Zhang Min-Yue, Zhu Gui-Qi, Zheng Ji-Na, Cheng Zhang, Van Poucke Sven, Shi Ke-Qing, Huang Hong-Hui, Chen Fang-Yuan, Zheng Ming-Hua

机构信息

a Division of Hematology , Renji Hospital, School of Medicine, Shanghai Jiaotong University , Shanghai , China.

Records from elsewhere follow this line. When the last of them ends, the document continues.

PR #45083, opened 2026-04-21
fix: switch fields aren't accessible with tab on Safari

djhi:
## Problem

Similar to #45064, switch fields aren't accessible with tab on Safari.

Example:
- Open https://studio-staging-git-gildasgarcia-fe-2998-suggest-e7fb9e-supabase.vercel.app
- Create a new project
- Move through fields with tab, note that you can't focus _High Availability_

## Solution

- Add a `tabindex="0"` on `<Switch>`
- Add a `tabindex="0"` on `<Toggle>` (was a mistake as we don't actually use it yet but it will be needed when we do)

## How to test

- Open the staging
- Create a new project
- Move through fields with tab, note that you can focus _High Availability_

## Summary by CodeRabbit

* **Bug Fixes**
  * Switch and Toggle controls now correctly participate in keyboard tab order, improving focusability and keyboard navigation for accessibility.

### DIFF
--- a/packages/ui/src/components/shadcn/ui/switch.tsx
+++ b/packages/ui/src/components/shadcn/ui/switch.tsx
@@ -52,6 +52,7 @@ const Switch = React.forwardRef<React.ElementRef<typeof SwitchPrimitives.Root>, 
       className={cn(switchRootVariants({ size }), className)}
       {...props}
       ref={ref}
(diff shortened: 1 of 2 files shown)


dnywh (approved):
Tested on staging, on Safari.

PR #45099, opened 2026-04-21
chore(studio): migrate useHotKey to useShortcut

awaseem:
## Summary
- Migrates all 11 `useHotKey` call sites across 9 files to `useShortcut`, backed by `SHORTCUT_DEFINITIONS` in `state/shortcuts/registry.ts`.
- Adds 10 new registry entries (all `showInSettings: false` to keep behavior identical to today — these were not previously user-configurable).
- Deletes `apps/studio/hooks/ui/useHotKey.ts`.
- Simplifies `ActionBar.handleSave` — the legacy hook passed a `KeyboardEvent` the callback used for `preventDefault`/`stopPropagation` and a textarea-plain-Enter guard; all of that is redundant under `useShortcut` (TanStack handles default/propagation; `Mod+Enter` never fires on plain Enter).
- Removes a stale commented-out `useHotKey` reference in `DataTableFilterCommand.tsx`.

Part of FE-3025 (legacy hotkey hook cleanup). `useKeyboardShortcuts` in `grid/components/common/Hooks.tsx` will be migrated in a follow-up.

## Test plan

All shortcuts should still fire with **Cmd** (macOS) / **Ctrl** (Win/Linux).

**Table Editor — operation queue** (requires pending unsaved edits on a row)
- [x] `Cmd+S` saves pending edits
- [x] `Cmd+.` toggles the operation queue side panel
- [x] `Cmd+Z` undoes the latest edit and re-fetches the affected table rows
- [x] With no pending edits, none of the above fire (gated by `isEnabled`)

**Table Editor — side panel editor forms** (row, table, column, policy, etc.)
- [x] `Cmd+Enter` submits the form when the panel is visible
- [x] Does not submit if the form is disabled/loading or the panel is hidden

**Unified Logs — data table**
- [x] `Cmd+B` toggles the filter controls sidebar (desktop)
- [x] `Cmd+B` opens the filter drawer (mobile, `<sm` breakpoint)
- [x] `Cmd+Esc` resets active column filters (reset button visible)
- [x] `Cmd+U` resets column order + visibility
- [x] `Cmd+J` toggles live mode

**Unified Logs — reset focus**
- [x] `Cmd+.` blurs the currently focused element / resets focus to body

**AI Assistant panel**
- [x] While editing a message, `Cmd+Esc` cancels the edit

**Regression checks**
- [x] `pnpm --filter=studio typecheck` passes (verified locally)
[...]

PR #45100, opened 2026-04-21
chore(studio): migrate useKeyboardShortcuts to useShortcut

awaseem:
## Summary
- Follow-up to #45099 — migrates the final legacy hotkey hook (`useKeyboardShortcuts` in `apps/studio/components/grid/components/common/Hooks.tsx`) to `useShortcut`, backed by `SHORTCUT_DEFINITIONS`.
- Adds 4 registry entries (`TABLE_EDITOR_JUMP_FIRST_ROW` / `_LAST_ROW` / `_FIRST_COL` / `_LAST_COL`), all `showInSettings: false` so they stay non-configurable (same as today).
- Adds `ignoreInputs` to `ShortcutOptions` and threads it through `useShortcut` → `useHotkeySequence`. Replaces the legacy `whitelistNodes: ['INPUT', 'TEXTAREA', 'SELECT']` with the built-in TanStack option, which also covers `contenteditable`.
- Drops the `navigator.appVersion` macOS/Windows detection in `Shortcuts.tsx` (`Mod` resolves this automatically) and the manual `event.stopPropagation()` calls (TanStack's default is `stopPropagation: true`).
- Deletes `Hooks.tsx` — no remaining consumers.

Closes FE-3049.

## Why `ignoreInputs: true` on these entries
`Mod+Arrow*` is a Ctrl/Meta combo. TanStack's default for Ctrl/Meta combos is `ignoreInputs: false`, which would fire the shortcut even when focus is in a text input — not what we want. Setting `ignoreInputs: true` in the registry preserves the legacy whitelist behavior.

## Test plan

All shortcuts should still fire with **Cmd** (macOS) / **Ctrl** (Win/Linux). Test surface: **Table Editor** → open any table with rows and multiple columns.

**Grid navigation (with a cell selected — click a cell first)**
- [x] `Cmd+ArrowUp` jumps selection to row 0 in the same column
- [x] `Cmd+ArrowDown` jumps selection to the last row in the same column
- [x] `Cmd+ArrowLeft` jumps selection to the first non-frozen column in the same row
- [x] `Cmd+ArrowRight` jumps selection to the last column in the same row (not the trailing "add column" cell)

**Whitelist regression (most important — the `ignoreInputs` check)**
- [x] Open the **Filter** popover on a table → put focus in the filter value `<input>` → type with arrow keys / use `Cmd+ArrowLeft/Right` for word-jump → cursor moves in the input, grid selection does **not** jump
- [x] Same for a `<textarea>` (e.g. row editor → a text column with a textarea) — `Cmd+ArrowUp/Down` should not hijack focus away from the textarea
- [x] Same for a `<select>` (e.g. row editor → enum / boolean column) — arrow keys behave normally
- [x] Editing a cell value in-place (double-click a cell to enter edit mode) — arrow keys navigate the text, don't jump the grid

**Platform check**
- [x] On macOS, the shortcuts fire with `Cmd` (not `Ctrl`)
- [x] On Windows/Linux, they fire with `Ctrl` (not `Cmd`) — `Mod` resolution
- [x] None of the new entries appear in Account → Preferences → Keyboard shortcuts (all `showInSettings: false`)

**Regression checks**
- [x] `pnpm --filter=studio typecheck` passes (verified locally)
- [x] Existing shortcuts from #45099 (`Cmd+K`, `Cmd+I`, `Cmd+S` in op queue, results copy, etc.) still work unchanged

## Summary by CodeRabbit

* **New Features**
  * Added four keyboard shortcuts for table navigation: jump to first/last row and first/last column using Mod+Arrow keys.
  * Added a shortcut option to prevent triggers when focus is in input fields.

* **Bug Fixes**
  * Improved keyboard shortcut handling for more consistent behavior across platforms.


apps/studio/state/shortcuts/registry.ts
```diff
@@ -79,4 +83,32 @@ export const SHORTCUT_DEFINITIONS: Record<ShortcutId, ShortcutDefinition> = {
...
+    sequence: ['Mod+ArrowLeft'],
+    showInSettings: false,
+    options: { ignoreInputs: true },
+  },
+  [SHORTCUT_IDS.TABLE_EDITOR_JUMP_LAST_COL]: {
+    id: SHORTCUT_IDS.TABLE_EDITOR_JUMP_LAST_COL,
+    label: 'Jump to last column',
+    sequence: ['Mod+ArrowRight'],
+    showInSettings: false,
+    options: { ignoreInputs: true },
```
joshenlim, line 122: just wondering- given that `ignoreInputs` is true by default per tanstack hotkey, do we need to declare them as true for these then? (e.g we only need to declare if we want it to be specifically `false`)

joshenlim (approved):
LGTM - verified on preview

Just a nit comment [here](https://github.com/supabase/supabase/pull/45100/changes#r3122355715)

apps/studio/state/shortcuts/registry.ts
awaseem: We need them due to the mod + key API as per code comment

```
  /**
   * When `true`, suppresses the shortcut while focus is inside an input-like
   * element (text input, textarea, select, contenteditable). Button-type
   * inputs (type=button/submit/reset) are not ignored.
   *
   * Defaults to `undefined`, which falls through to TanStack's per-hotkey
   * default: `true` for single keys and Shift/Alt combos, `false` for
   * Ctrl/Meta/Mod shortcuts and Escape. Set explicitly to override.
   */
```

PR #45114, opened 2026-04-22
Fix cron job form does not focus invalid inputs

djhi:
## Problem

When trying to create a new CRON job with an already used name, the `name` input isn't focused. As a result, users don't see the error.

## Solution

Fix the call to `form.setError` so that it focuses the input

## Release Notes

* **Bug Fixes**
  * Improved error handling in cron job creation. When a duplicate job name is detected, the form now automatically focuses on the name field, providing clearer feedback to help you quickly identify and correct validation errors.


FatumaA:
LGTM

awaseem (approved):

PR #45116, opened 2026-04-22
fix: paste seq sync

### LINKED ISSUE #45113: Paste text import does not advance owned sequences for sequence-backed primary keys
# Bug report

## Describe the bug

Importing rows through the Studio `Import data from CSV` flow using the `Paste text` tab does not advance the owned sequence for sequence-backed primary key columns when the pasted CSV includes explicit `id` values.

After the import completes, the table contains the pasted rows, but the backing sequence still points to its old value. The next insert that relies on the default primary key value can then generate an ID that is already below the table's current maximum ID, which leaves the sequence in an incorrect state and can cause unique constraint violations on subsequent inserts.

This was reproducible with a primary key backed by a custom owned sequence using `nextval(...)`.

## To Reproduce

1. Create a table with a sequence-backed primary key.

```sql
create sequence public.ticket_entries_id_seq;

create table public.ticket_entries (
  id bigint primary key default nextval('public.ticket_entries_id_seq'),
  title text
);

alter sequence public.ticket_entries_id_seq owned by public.ticket_entries.id;
```

2. Prepare CSV text with explicit IDs:

```csv
id,title
341,First row
342,Second row
343,Third row
```

3. In Studio, open the table in Table Editor.
4. Click `Import data from CSV`.
5. Switch to the `Paste text` tab.
6. Paste the CSV text above and complete the import successfully.
7. Check the imported data and the sequence state:

```sql
select max(id) from public.ticket_entries;
select last_value, is_called from public.ticket_entries_id_seq;
```

8. Check the next generated value:

```sql
select nextval(pg_get_serial_sequence('public.ticket_entries', 'id'));
```

## Expected behavior

After the pasted import completes, the owned sequence should be aligned with the current maximum ID in the table.

For the example above:
- `max(id)` should be `343`
- the sequence should also be at `343`
- the next generated value should be `344`

## Actual behavior

The pasted rows are imported successfully, but the sequence remains at its previous value instead of being advanced to match the imported IDs.

For the example above:
- `max(id)` is `343`
- `last_value` remains at `1`
- `is_called` is `true`
- the next generated value is `2` instead of continuing at `344`

## Additional context

This appears to affect the `Paste text` import path specifically.

7ttp:
## TL;DR
- extends https://github.com/supabase/supabase/pull/45076
- closes https://github.com/supabase/supabase/issues/45113

## Summary by CodeRabbit

* **New Features**
  * Sequence values now properly sync after bulk row inserts, ensuring correct auto-increment behavior for subsequent inserts.

* **Tests**
  * Added end-to-end coverage for CSV import, including a "Paste text" import path that verifies custom-owned sequences are synchronized before the next insert.


e2e/studio/features/table-editor.spec.ts
```diff
@@ -1369,6 +1369,84 @@ testRunner('table editor', () => {
...
+        await query(`alter sequence public.${sequenceName} owned by public.${tableName}.id;`)
+      },
+      async () => {
+        await query(`drop table if exists public.${tableName} cascade;`)
+        await query(`drop sequence if exists public.${sequenceName};`)
+      }
+    )
+
+    await page.goto(toUrl(`/project/${ref}/editor?schema=public`))
+    await waitForTableToLoad(page, ref)
```
djhi:
```suggestion
    const waitForTable = waitForTableToLoad(page, ref)
    await page.goto(toUrl(`/project/${ref}/editor?schema=public`))
    await waitForTable
```

I know it's done as you did elsewhere but I'll fix them soon too as this makes the tests flaky

djhi (changes requested):
Thanks for adding tests 👍

awaseem (approved):
LGTM

djhi (approved):

PR #45163, opened 2026-04-23
docs: integrations and platforms Keys change

ChrisChinchilla:

YES/

## Summary by CodeRabbit

* **Documentation**
  * Updated Vercel Marketplace integration documentation with revised environment variable references. The guide now contains accurate information about the credentials required when connecting Supabase projects through Vercel's marketplace. This update ensures users have the correct configuration details for seamless project integration and proper synchronization of their environment settings.


apps/docs/content/guides/integrations/vercel-marketplace.mdx
```diff
@@ -46,7 +46,7 @@ POSTGRES_USER
 POSTGRES_HOST
 POSTGRES_PASSWORD
 POSTGRES_DATABASE
-SUPABASE_SERVICE_ROLE_KEY
+SUPABASE_SECRET_KEY
```
fadymak, line 49: We still set these env vars on Vercel projects — but perhaps this is the right move to deprioritize using them:

Image

apps/docs/content/guides/integrations/vercel-marketplace.mdx
```diff
@@ -46,7 +46,7 @@ POSTGRES_USER
...
 SUPABASE_PUBLISHABLE_KEY
 SUPABASE_URL
 SUPABASE_JWT_SECRET
```
fadymak, line 52: I believe this would be related to the legacy secrets which we would likely want to deprioritize as well.

ChrisChinchilla:
@fadymak So should we make these changes?

fadymak (approved):
@ChrisChinchilla yes, I think we should — I wanted to call it out to get your take after testing what we actually set in Vercel-connected projects.

ChrisChinchilla:
@fadymak Fair, I did notice a whole bunch of places in a separate task where we (the docs team) need to change our own keys, as probably do other teams… so we may want to coordinate that too, but this is a docs change, so we can merge.

PR #45173, opened 2026-04-23
Remove clone-of-clone restriction in RestoreToNewProject

Crispy1975:
## Summary

- Removes the UI guard in `RestoreToNewProject.tsx` that blocked projects cloned from another cloned project from being restored to a new project
- The API now supports a ConfigCat feature flag (`INDATA-559`) to allow specific customers to clone clones, so the client-side restriction is no longer needed
- Removes the unused `IS_CLONED_PROJECT` constant alongside the block

## Test plan

- [x] Verify a cloned project can now reach the restore-to-new-project UI without hitting the "cannot be restored" admonition
- [x] Verify non-cloned projects are unaffected
- [x] Verify the feature flag at the API level correctly gates access for customers without the flag enabled

## Summary by CodeRabbit

* **Bug Fixes**
  * Removed unnecessary warning message that displayed during database restoration when restoring a cloned or previously restored project to a new project.


ivasilov (approved):

ivasilov (commented):
LGTM.

PR #1045, opened 2019-08-02
[datastore/sql] modify fixtures

ZymoticB:
This removes a dependency on fixtures read relative to the "project root"
and either creates the data in memory, or depends on a local testdata directory


ZymoticB:
Looking into the travis failure.

ZymoticB:
`test/util.GetRegistrationEntries` doesn't check errors from `json.Unmarshal`. The `federates_with` field in `test/fixture/registration/entries.json` was being silently dropped.

I fixed it so that it would unmarshal but then that requires that the bundle exists in the DB. Rather than change the test logic, I've dropped the field from the fixture.

PR #1049, opened 2019-08-05
sanitize labels in metrics

### LINKED ISSUE #1039: sanitize SPIFFE ID in metrics
Right now when used as a label value the SPIFFE ID is printed as is, but that includes `.`'s. This is generally not good for metrics querying which tends to use `.` as a delimiter.

Sanitize this in the `AddSPIFFEID` portion of telemetry package

amoore877:

**Pull Request check list**

- [X] Documentation updated?

**Affected functionality**
All telemetry calls, specifically in labels.
`IncrValidJWTSVIDErrCounter` label removal.
`fakemetrics` calls.

**Description of change**
All telemetry labels are sanitized, replacing periods with underscores.
`IncrValidJWTSVIDErrCounter` metric no longer has a full error string as a label value.
`fakemetrics` sanitizes labels.
This does not address that fact that the mock metrics will not sanitize labels, but that only affects tests. Some future effort can force mock metrics to be hidden behind a sanitizing wrapper.

**Which issue this PR fixes**
fixes #1039


amoore877:
Much like #1025, this may break people expecting non-sanitized, however **not** fixing this makes dot-based delimiting (the most common from my knowledge) of metrics, especially in `statsd`, very ugly and unusable.

pkg/common/telemetry/agent/manager.go
```diff
@@ -20,10 +23,7 @@ func StartManagerFetchUpdatesCall(m telemetry.Metrics) *telemetry.CallCounter {
 // Takes registration entry SPIFFE ID
 func IncrRegistrationEntryCreatedCounter(m telemetry.Metrics, id string) {
 	labels := []telemetry.Label{
-		{
-			Name:  telemetry.SPIFFEID,
-			Value: id,
-		},
+		common.GetSanitizedLabel(telemetry.SPIFFEID, id),
```
evan2645: Sanitizing strings here is definitely better than requiring the caller of `IncrRegistrationEntryCreatedCounter` to do it, but I think it's best done as a wrapper around the *WithLabels calls to the metrics implementation. Feels like it would be pretty easy to regress on this as is. Any reason _not_ to apply this sanitizing transform to all labels?

pkg/common/telemetry/common/sanitize.go
```diff
@@ -0,0 +1,22 @@
+package common
```
evan2645: This would probably be better put in `pkg/common/telemetry/labelutils` or something similar. The `common` stutter isn't great and the name `telemetry/common` in the presence of other packages like `telemetry/agent` sends signals the package contains metrics that are common to both server and agent, which is not the case here.

If we wrap the *WithLabels functions then this point is moot - these could be defined as unexported functions on the MetricsImpl struct

pkg/common/telemetry/agent/manager.go
amoore877: `WithLabels` is only being called in one space, by SDS endpoint.

I agree it would be much better to have some kind of wrapping that just ensures all labels always get sanitized, but `WithLabels` seems to not be the place, especially since labels can also be added via `CallCounter` `AddLabel`.
I know that spire allows multiple telemetry plugins active at once, so that must mean there is some delegate object out there that fulfills the Metrics API and calls each of the plugins? Is that `WithLabels` and I just didn't search correctly?

amoore877: hmm seems such an object is `MetricsImpl`, with the desired API being imported from a hashicorp lib object. So don't think this could be done there.
Still not sure how `withLabels` object fits into this, unless you mean that we should propagate its usage beyond the SDS endpoint call?

amoore877: spoke offline for clarity, will fix in next push

pkg/common/telemetry/common/sanitize.go
amoore877: spoke offline for clarity, will fix in next push

amoore877:
need to refactor per @evan2645 's comments

amoore877:
had to force push in order to signoff commit. apologies

pkg/common/telemetry/metrics.go
```diff
@@ -77,6 +81,7 @@ func NewMetrics(c *MetricsConfig) (*MetricsImpl, error) {
 	return impl, nil
 }
 
+// ListenAndServe starts the metrics process
```
evan2645: Thank you for these comments

test/fakes/fakemetrics/fakemetrics.go
```diff
@@ -56,7 +56,12 @@ func (m *FakeMetrics) SetGauge(key []string, val float32) {
 func (m *FakeMetrics) SetGaugeWithLabels(key []string, val float32, labels []telemetry.Label) {
 	m.mu.Lock()
 	defer m.mu.Unlock()
-	m.metrics = append(m.metrics, MetricItem{Type: SetGaugeWithLabelsType, Key: key, Val: val, Labels: labels})
+	m.metrics = append(m.metrics, MetricItem{
+		Type:   SetGaugeWithLabelsType,
+		Key:    key,
+		Val:    val,
+		Labels: telemetry.GetSanitizedLabels(labels),
```
evan2645: One last (small) comment: this (and the other call sites) would be a little easier to read and more idiomatic if this function was named `telemetry.SanitizeLabels` instead

Everything else here looks great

b Department of Hepatology , Liver Research Center, the First Affiliated Hospital of Wenzhou Medical University , Wenzhou , China.

出版信息

Expert Rev Anti Infect Ther. 2017 May;15(5):503-513. doi: 10.1080/14787210.2017.1309291. Epub 2017 Mar 29.

Abstract

BACKGROUND

We aimed to evaluate the efficacy of five oral nucleos(t)ide analogues (NAs), including lamivudine, entecavir, adefovir, telbivudine and tenofovir, for the prevention of hepatitis B virus (HBV) reactivation and HBV-related complications in chronic hepatitis B virus (CHB) infected patients with hematological malignancies receiving chemotherapy or hematopoietic stem cell transplantation (HSCT) by network meta-analysis.

METHODS

The search identified 28 articles involving 5 different prophylactic regimens covering 1478 participants.

RESULTS

Among five prophylactic regimes, tenofovir (predicted probability, 90%), was the most effective intervention followed by entecavir (88%) in preventing HBV reactivation. There was no significant difference between tenofovir and entecavir for preventing HBV reactivation. With regards to other outcomes, tenofovir and telbivudine was not included to evaluate due to lack of relevant studies. Entecavir was the most effective intervention in reducing the risk of HBV related hepatitis (100%), HBV related death (61%) and all other causes of hepatitis (98%).

CONCLUSION

Tenofovir and entecavir might be the most potent regimes in prevention of HBV reactivation for CHB infected patients with hematological malignancies undergoing chemotherapy or HSCT.

摘要

背景

我们旨在通过网络荟萃分析评估五种口服核苷(酸)类似物(NAs),包括拉米夫定、恩替卡韦、阿德福韦、替比夫定和替诺福韦,在接受化疗或造血干细胞移植(HSCT)的慢性乙型肝炎病毒(CHB)感染血液系统恶性肿瘤患者中预防乙型肝炎病毒(HBV)再激活及HBV相关并发症的疗效。

方法

检索确定了28篇文章,涉及5种不同的预防方案,涵盖1478名参与者。

结果

在五种预防方案中,替诺福韦(预测概率为90%)是预防HBV再激活最有效的干预措施,其次是恩替卡韦(88%)。替诺福韦和恩替卡韦在预防HBV再激活方面无显著差异。关于其他结局,由于缺乏相关研究,未纳入替诺福韦和替比夫定进行评估。恩替卡韦是降低HBV相关肝炎风险(100%)、HBV相关死亡风险(61%)及所有其他肝炎病因风险(98%)最有效的干预措施。

结论

对于接受化疗或HSCT的CHB感染血液系统恶性肿瘤患者,替诺福韦和恩替卡韦可能是预防HBV再激活最有效的方案。